In 2018, Oklahoma became the 11th state to call for at least 20-hours of work for families on the state-run health care.
Former Gov. Mary Fallin issued an executive order telling the Oklahoma Health Care Authority to begin work on how to move forward with the plan. The proposal was approved by the federal government late last year.
The state-run Medicaid program, known as SoonerCare covers roughly 789,000 people, or about 1 in 5 Oklahomans.
Work requirements have been criticized by doctors and health care providers alike who say if parents can't work, it could force families to lose vital access to care. One of the most-dire and the most recent prediction came from a new study from Georgetown University’s Center for Children and Families which estimated as many as 13,000 Oklahomans could lose coverage.
“The new work reporting requirements would predominantly affect Oklahoma’s poorest mothers,” the study’s authors wrote. “The impact could hit hardest in Oklahoma’s small towns and rural communities, where parents are more likely to receive Medicaid and where jobs are harder to find.”
Officials at the OHCA have repeatedly pushed back on the estimates outlined in the study, calling the numbers premature. Katelynn Burns from the OHCA said because the agency doesn’t know the official exemptions list they have no way to have an accurate estimate of how many people work requirements could affect. Despite that, the authority is still tasked with moving forward with the requirements.
“At this point in time until we know what the exemption list looks like, who this will and will not affect, we can't really speculate as to how many people it can affect,” Burns said.
The OHCA is currently in a “cool down period” after public comment ended Jan. 18. The agency is awaiting further direction from the federal Centers for Medicaid and Medicare Services before the requirements officially go into place.
Another potential change for patients is a state plan to clean up Medicaid rolls by sending letters to patients to check the accuracy of names and addresses. If the letters can't be delivered or aren't returned, a patient could lose coverage. Homeless advocates and rural hospitals are all voicing concern. and in one of the harshest rebukes a top official for the Oklahoma Hospital Association called the proposal "A bad idea" in public comments.
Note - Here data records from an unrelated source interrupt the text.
PR #13312, opened 2016-09-20
auto case update enhancements

calellowitz:
@gcapalbo cc: @esoergel (for final look at the form)
best reviewed 🐡


corehq/apps/data_interfaces/models.py
```diff
@@ -12,6 +14,15 @@
 ALLOWED_DATE_REGEX = re.compile('^\d{4}-\d{2}-\d{2}')
 AUTO_UPDATE_XMLNS = 'http://commcarehq.org/hq_case_update_rule'
 
+class PropertyTypeChoices(object):
```
dimagimon: E302 expected 2 blank lines, found 1

corehq/apps/data_interfaces/models.py
```diff
@@ -213,12 +252,21 @@ class AutomaticUpdateAction(models.Model):
...
+    property_value_type = models.CharField(max_length=15,
+                                           choices=PropertyTypeChoices.choices,
+                                           default=PropertyTypeChoices.EXACT)
+
     class Meta:
         app_label = "data_interfaces"
+
+
+# import signals
+from corehq.apps.data_interfaces import signals
```
dimagimon: F401 'signals' imported but unused

corehq/apps/data_interfaces/signals.py
```diff
@@ -0,0 +1,23 @@
...
+    """
+    from corehq.apps.data_interfaces.tasks import run_case_update_rules_on_save
+
+    if FormAccessors(case.domain).get_form(case.xform_ids[-1]).xmlns != AUTO_UPDATE_XMLNS \
+            and AUTO_CASE_UPDATE_ENHANCEMENTS.enabled(case.domain):
+        run_case_update_rules_on_save.delay(case.domain, case.type, case.case_id)
+
+
+case_post_save.connect(case_changed_receiver, CommCareCase)
+sql_case_post_save.connect(case_changed_receiver, CommCareCaseSQL)
```
dimagimon: W292 no newline at end of file

corehq/apps/data_interfaces/views.py
```diff
@@ -25,7 +25,7 @@
     AddCaseGroupForm, UpdateCaseGroupForm, AddCaseToGroupForm,
     AddAutomaticCaseUpdateRuleForm)
 from corehq.apps.data_interfaces.models import (AutomaticUpdateRule,
-    AutomaticUpdateRuleCriteria, AutomaticUpdateAction)
+                                                AutomaticUpdateRuleCriteria, AutomaticUpdateAction, PropertyTypeChoices)
```
dimagimon: E501 line too long (120 > 115 characters)

corehq/apps/data_interfaces/models.py
calellowitz: this is necessary for the signals to be registered

corehq/apps/data_interfaces/models.py
```diff
@@ -213,12 +253,21 @@ class AutomaticUpdateAction(models.Model):
...
```
dimagimon: F401 'signals' imported but unused

corehq/apps/data_interfaces/models.py
esoergel: I believe the preferred approach is to import in `AppConfig.ready`
https://docs.djangoproject.com/en/1.10/ref/applications/#django.apps.AppConfig.ready

corehq/apps/data_interfaces/models.py
dimagimon: F401 'signals' imported but unused

gcapalbo:
@calellowitz i haven't gotten a chance yet to review this but will do so

corehq/apps/data_interfaces/models.py
```diff
@@ -12,6 +14,15 @@
 ALLOWED_DATE_REGEX = re.compile('^\d{4}-\d{2}-\d{2}')
 AUTO_UPDATE_XMLNS = 'http://commcarehq.org/hq_case_update_rule'
 
+class PropertyTypeChoices(object):
+    EXACT = "Exact"
+    CASE_PROPERTY = "Case Property"
```
gcapalbo: i generally prefer these constants to be code-like, for example, `EXACT` and `CASE_PROPERTY`

corehq/apps/data_interfaces/models.py
```diff
@@ -49,18 +61,26 @@ def organize_rules_by_case_type(cls, rules):
 
     @classmethod
     def get_boundary_date(cls, rules, now):
-        min_boundary = min([rule.server_modified_boundary for rule in rules])
+        min_boundary = None
+        for rule in rules:
+            if not rule.server_modified_boundary:
```
gcapalbo: would be better if it's `not rule.filter_on_server_modified`

corehq/apps/data_interfaces/models.py
```diff
@@ -49,18 +61,26 @@ def organize_rules_by_case_type(cls, rules):
 
     @classmethod
     def get_boundary_date(cls, rules, now):
```
gcapalbo: should add a comment that says it returns None if any of the rules don't filter on server modified

corehq/apps/data_interfaces/models.py
```diff
@@ -76,25 +96,44 @@ def _rule_matches_case(self, case, now):
...
+        cases_to_update = defaultdict(dict)
         close = False
 
+        def _get_case_property_value(current_case, name):
+            return current_case.resolve_case_property(name)[0].value
+
+        def _add_update_property(name, value, current_case):
+            while name.startswith('parent/'):
+                name = name[7:]
+                current_case = current_case.parent
```
gcapalbo: we'll want to instead use `current_case.get_parent(identifier=DEFAULT_PARENT_IDENTIFIER)` (which returns a list that can be empty) and take the first one. `current_case.parent` assumes the relationship is normal parent/child without allowing for other relationships, like extension case relationships

corehq/apps/data_interfaces/models.py
```diff
@@ -76,25 +96,44 @@ def _rule_matches_case(self, case, now):
...
+            cases_to_update[current_case.case_id][name] = value
+
         for action in self.automaticupdateaction_set.all():
             if action.action == AutomaticUpdateAction.ACTION_UPDATE:
-                properties[action.property_name] = action.property_value
+                # break this out as helper function?
```
gcapalbo: i don't think it's necessary to break it out but i'd prefer if we don't leave this comment if that's what we decide

corehq/apps/data_interfaces/models.py
gcapalbo: it's preferable to add these constants to the class where they're used instead of creating a new object to hold them

corehq/apps/data_interfaces/models.py
```diff
@@ -76,25 +96,44 @@ def _rule_matches_case(self, case, now):
...
+                    value = action.property_value
+
+                if value != _get_case_property_value(case, action.property_name):
+                    _add_update_property(action.property_name, value, case)
             elif action.action == AutomaticUpdateAction.ACTION_CLOSE:
                 close = True
 
-        update_case(case.domain, case.case_id, case_properties=properties, close=close,
-            xmlns=AUTO_UPDATE_XMLNS)
+        for id, properties in cases_to_update.items():
```
gcapalbo: nice, thanks for adding the ability to update parent cases too

corehq/apps/data_interfaces/forms.py
```diff
@@ -191,66 +205,89 @@ def __init__(self, *args, **kwargs):
...
+                'update_property_value',
+                ng_model='update_property_value',
+            )
+        ]
+
+        if self.enhancements_enabled:
+            self.allow_updates_without_closing()
+        else:
+            # do not allow them to edit property_value_type
+            _update_property_fields.pop(1)
```
gcapalbo: i think it's better to conditionally insert rather than conditionally remove since if the order changes and we forget to update the index we end up removing the wrong element with this approach (instead of just inserting in the wrong place which isn't as bad)

corehq/apps/data_interfaces/forms.py
```diff
@@ -191,66 +205,89 @@ def __init__(self, *args, **kwargs):
...
+            ),
+            Div(
+                *_update_property_fields,
+                ng_show='showUpdateProperty()'
+            )
+        ]
+
+        if not self.enhancements_enabled:
+            # do not allow them to edit filter_on_server_modified
+            _basic_info_fields.pop(2)
```
gcapalbo: (same comment about insert vs pop)

corehq/apps/data_interfaces/forms.py
```diff
@@ -270,9 +307,12 @@ def __init__(self, *args, **kwargs):
...
+    def _valid_boundary(self, value):
+        return self.enhancements_enabled or (isinstance(value, int) and value > 30)
+
     def clean_server_modified_boundary(self):
         value = self.cleaned_data.get('server_modified_boundary')
-        if not isinstance(value, int) or value < 30:
+        if not self._valid_boundary(value):
             raise ValidationError(_("Please enter a whole number greater than "
                                     "or equal to 30."))
         return value
```
gcapalbo: we should make this return None if we're not filtering on server modified boundary, so that it gets set to None in the rule

corehq/apps/data_interfaces/signals.py
```diff
@@ -0,0 +1,23 @@
...
+from corehq.form_processor.signals import sql_case_post_save
+
+
+def case_changed_receiver(sender, case, **kwargs):
+    """
+    Spawns a task to run auto update rules tied to the given case.
+    """
+    from corehq.apps.data_interfaces.tasks import run_case_update_rules_on_save
+
+    if FormAccessors(case.domain).get_form(case.xform_ids[-1]).xmlns != AUTO_UPDATE_XMLNS \
```
gcapalbo: it would be better if the first check we did was the feature flag check, so that we can short circuit most of the time

corehq/apps/data_interfaces/signals.py
```diff
@@ -0,0 +1,23 @@
...
+from casexml.apps.case.signals import case_post_save
+
+from corehq.apps.data_interfaces.models import AUTO_UPDATE_XMLNS
+from corehq.form_processor.interfaces.dbaccessors import FormAccessors
+from corehq.toggles import AUTO_CASE_UPDATE_ENHANCEMENTS
+from corehq.form_processor.models import CommCareCaseSQL
+from corehq.form_processor.signals import sql_case_post_save
+
+
+def case_changed_receiver(sender, case, **kwargs):
```
gcapalbo: we should also wrap all of the code in this function into a try/except so that we never raise exceptions during the signal processing (django runs all signals synchronously). we can notify exception in the except clause

corehq/apps/data_interfaces/signals.py
gcapalbo: we should also move the FormAccessors check to the celery task itself. it's ok that we spawn a task for every case update, and it's better that we make the signal processing be as quick as possible.

corehq/apps/data_interfaces/tasks.py
```diff
@@ -111,3 +113,18 @@ def run_case_update_rules_for_domain(domain, now=None):
...
             rule.save()
+
+
+@task(queue='background_queue', acks_late=True, ignore_result=True)
+def run_case_update_rules_on_save(domain, case_type, case_id):
+    rules = AutomaticUpdateRule.by_domain(domain).filter(case_type=case_type)
+    case = CaseAccessors(domain).get_case(case_id)
+    now = datetime.utcnow()
+    key = 'case-update-on-save-case-{case}'.format(case=case_id)
+    with CriticalSection([key]):
```
gcapalbo: entering the critical section should be the first thing we do in this function

corehq/apps/data_interfaces/tasks.py
```diff
@@ -111,3 +113,18 @@ def run_case_update_rules_for_domain(domain, now=None):
...
+        for rule in rules:
+            stop_processing = rule.apply_rule(case, now)
+            rule.last_run = now
```
gcapalbo: i think it's better if we don't update the last_run property actually, that was more intended to be the last scheduled run (i.e., against all cases in the domain)

corehq/apps/data_interfaces/forms.py
gcapalbo: (never mind i see you addressed this in a later commit which is better than insert)

corehq/apps/data_interfaces/signals.py
gcapalbo: (i see you updated the task spawn criteria in a later commit so ignore my first comment. but we should still move the FormAccessors check to the task)

corehq/apps/data_interfaces/app_config.py
```diff
@@ -0,0 +1,17 @@
...
+
+from corehq.apps.data_interfaces.signals import case_changed_receiver
+
+
+class DataInterfacesAppConfig(AppConfig):
+    name = 'data_interfaces'
+
+    def ready(self):
+        case_post_save.connect(case_changed_receiver, CommCareCase)
+        sql_case_post_save.connect(case_changed_receiver, CommCareCaseSQL)
```
gcapalbo: i've never done it this way before but i can't tell from reading [this](https://docs.djangoproject.com/en/1.10/ref/applications/#django.apps.AppConfig.ready) whether we should be importing models from other modules here or not. to be safe i think we may want to just use a string label for the sender rather than the model class

corehq/apps/data_interfaces/app_config.py
```diff
@@ -0,0 +1,17 @@
...
+from casexml.apps.case.models import CommCareCase
+from casexml.apps.case.signals import case_post_save
+
+from corehq.form_processor.models import CommCareCaseSQL
+from corehq.form_processor.signals import sql_case_post_save
+
+from corehq.apps.data_interfaces.signals import case_changed_receiver
+
+
+class DataInterfacesAppConfig(AppConfig):
```
gcapalbo: actually, looks like an easy workaround is [here](https://docs.djangoproject.com/en/1.10/topics/signals/#preventing-duplicate-signals)

calellowitz: i couldnt get the string labels to work but I did move the imports into the ready function which seems to also be supported.

corehq/apps/data_interfaces/tasks.py
calellowitz: I had to keep the critical section after making sure the case hadnt been updated by this task, otherwise the second instantiation was hitting against the critical section until timing out.

calellowitz:
@gcapalbo I tried to address all the feedback. I added comments in the two places I did not.

corehq/apps/data_interfaces/models.py
```diff
@@ -114,13 +106,13 @@ def _get_case_property_value(current_case, name):
         def _add_update_property(name, value, current_case):
             while name.startswith('parent/'):
                 name = name[7:]
-                current_case = current_case.parent
+                # uses first parent if there are multiple
+                current_case = current_case.get_parent(identifier=DEFAULT_PARENT_IDENTIFIER)[0]
```
gcapalbo: this would raise an exception if there is no parent (should check that len() > 0)

corehq/apps/data_interfaces/tasks.py
gcapalbo: i think you're seeing that because you must have run the function synchronously right? if run asynchronously it should just make the second task block until it's allowed to process while the first finishes, which is what we want

corehq/apps/data_interfaces/tasks.py
```diff
@@ -111,3 +113,21 @@ def run_case_update_rules_for_domain(domain, now=None):
         for rule in rules:
             rule.last_run = now
             rule.save()
+
+
+@task(queue='background_queue', acks_late=True, ignore_result=True)
+def run_case_update_rules_on_save(case):
+    key = 'case-update-on-save-case-{case}'.format(case=case.case_id)
+    with CriticalSection([key]):
+        import ipdb; ipdb.set_trace()
```
dimagimon: E702 multiple statements on one line (semicolon)

gcapalbo:
@calellowitz this should be good now, i tested locally and made some fixes to this pr. just waiting for the build to pass on the second to last commit and then we can merge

Officials with the Oklahoma Health Care Authority also tasked with this rollout said they have a plan in case a letter can't be delivered.
“We'll follow it up with a phone call we will make an effort to reach out to them to try to update their address and get the correct information,” Burns said adding emails would also be sent to patients if an email address is available.
Burns and other officials at OHCA stressed the importance of patients, hospitals and health care providers to work together to make sure they’re Medicaid and Medicare information is up to date.
The proposal to send out the letters still needs approval from the OHCA Board. The next meeting is Feb. 14.